Expanding Municipal Innovation in Asset Building

In 2008, Living Cities made a series of grants to strengthen Cities for Financial Empowerment (www.cfecoalition.org), a coalition of cities seeking to use their power and positions to strengthen innovative financial empowerment initiatives, and to support the implementation of such initiatives in five cities: Boston, New York, San Antonio, San Francisco, and Seattle. The below example illustrates this work in greater detail.

$aveNYC

Led by the Office of Financial Empowerment at the New York City Department of Consumer Affairs, $aveNYC offered a 50 percent match to New Yorkers with very low incomes if they deposited part of their tax refund into a “SaveNYC Account” and maintained the initial deposit for one year. This decision to redirect a portion of their refund, combined with limited access to the account and a 50 percent match, helped individuals generate short-term savings and begin a long-term savings program to build greater financial stability. Living Cities funds were used to evaluate the program and prove its impact.

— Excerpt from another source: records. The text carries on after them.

PR #298, opened 2021-12-14
Adds information about Thread Context Map Property Substitutions that might still be vulnerable even with formatMsgNoLookups=true

kmindi:
Adds information about Thread Context Map Property Substitutions that might still be vulnerable even with formatMsgNoLookups=true

**Please verify before just merging** I could just create a minimal example and minimal checks if 2.14.1 is really still vulnerable when using ctx. Great to hear if someone could confirm this.

I'm not sure about the other property substitutions and in general how popular these are, at elast for some commercial products ctx seems to be used.

### DIFF
--- a/docs/blog/2021-12-12-log4j-zero-day-mitigation-guide.md
+++ b/docs/blog/2021-12-12-log4j-zero-day-mitigation-guide.md
@@ -261,6 +261,12 @@ Or you can set this using the JVM arguments environment variable.
 
 `JAVA_OPTS=-Dlog4j2.formatMsgNoLookups=true`
 
+#### Does not fix Thread Context Map Substitutions
+
+Apparently this Option's mitigations do not prevent user controlled context that is passed via ThreadContextMap/ctx (and possibly other [PropertySubstitutions](https://logging.apache.org/log4j/2.x/manual/configuration.html#PropertySubstitution)). See demonstration here https://github.com/kmindi/log4shell-vulnerable-app 
+
+E.g. if your pattern layout contains something like `${ctx:apiversion}` the exploit might still work, at least a DNS lookup is performed.
+
 ### Option 3: JNDI patch
 It's possible to [modify the JNDI in place](https://news.ycombinator.com/item?id=29507263) to stop the attack at the language level.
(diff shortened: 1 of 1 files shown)


kmindi:
Got at least one confirmation https://github.com/apache/logging-log4j2/pull/608#issuecomment-993469509

SpComb:
Note in particular that the thread context lookups seem to also be affected under 2.15.0. AFAIK the 2.10.x mitigation mechanism and 2.15.0 fixes to disable *message* lookups are very similar, so the same issue affects both.

I believe the JNDI restrictions in 2.15.0 / disabling in 2.15.1 will still stop the RCE and DNS infoleaks, but the context lookups seem to get expanded recursively.

pl-semiotics:
I can also confirm this issue exists and affects the formatMsgNoLookups=true case and 2.15.0 (which does not have the jndi restrictions.) My example is [here](https://goto.ucsd.edu/~lucy/ephemera/d1a2769b2c967dca4db6cb721e109cb0e73c263e8c2dd03e039d8426f950631f). I have reported on the log4j JIRA as well as [LOG4J2-3221](https://issues.apache.org/jira/browse/LOG4J2-3221).

freeqaz:
Howdy y'all, I'm just waking up and looking at this. Give me a bit to dig through this and verify what's going on before I push this out. Thanks for the context!

SpComb:
Just in: https://lists.apache.org/thread/83y7dx5xvn3h5290q1twn16tltolv88f

factoidforrest:
Wow so that would mean that 2.15.0 is also vulnerable?  Yeah.  Wow.  I'll start making the changes to the blog, this affects a lot of stuff.

rgmz:
@factoidforrest the impact to 2.15.0 is limited because it can only connect to whitelisted IPs (localhost), in addition to the exploit criteria being more specific. The main concern, imo, is applications using < 2.15.0 that have applied the noLookup flag as a mitigation.

factoidforrest:
Yeah, we just reproduced the RCE and DOS on 2.14 and 2.15 respectively.  New blog post about this in the works

quaff:
Please add notes that `%X{}` `%mdc{}` `%MDC{}` are not affected, only `${ctx:}` is affected.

In the three-years that it has been in operation, more than 2,300 people have opened $aveNYC accounts. Impact research is ongoing, but the program provides strong evidence that people in households with very low incomes can and will save when given the appropriate incentives and facilitated opportunity. The average annual income of participants was $17,000. Nearly eight of 10 account-holders from 2008 and 2009 successfully saved for the full year and received their match. Many people continue to save long after the match; 55 percent of accounts funded in 2008 are still open and have an average balance of $800.

With this data in hand, New York Mayor Bloomberg’s Center for Economic Opportunity (CEO) included $aveNYC as one of four transformative programs in its successful application to the Corporation for National and Community Service’s Social Innovation Fund. This important award will take $aveNYC tested approach to three new cities, helping establish a new normal in the savings and asset-building field.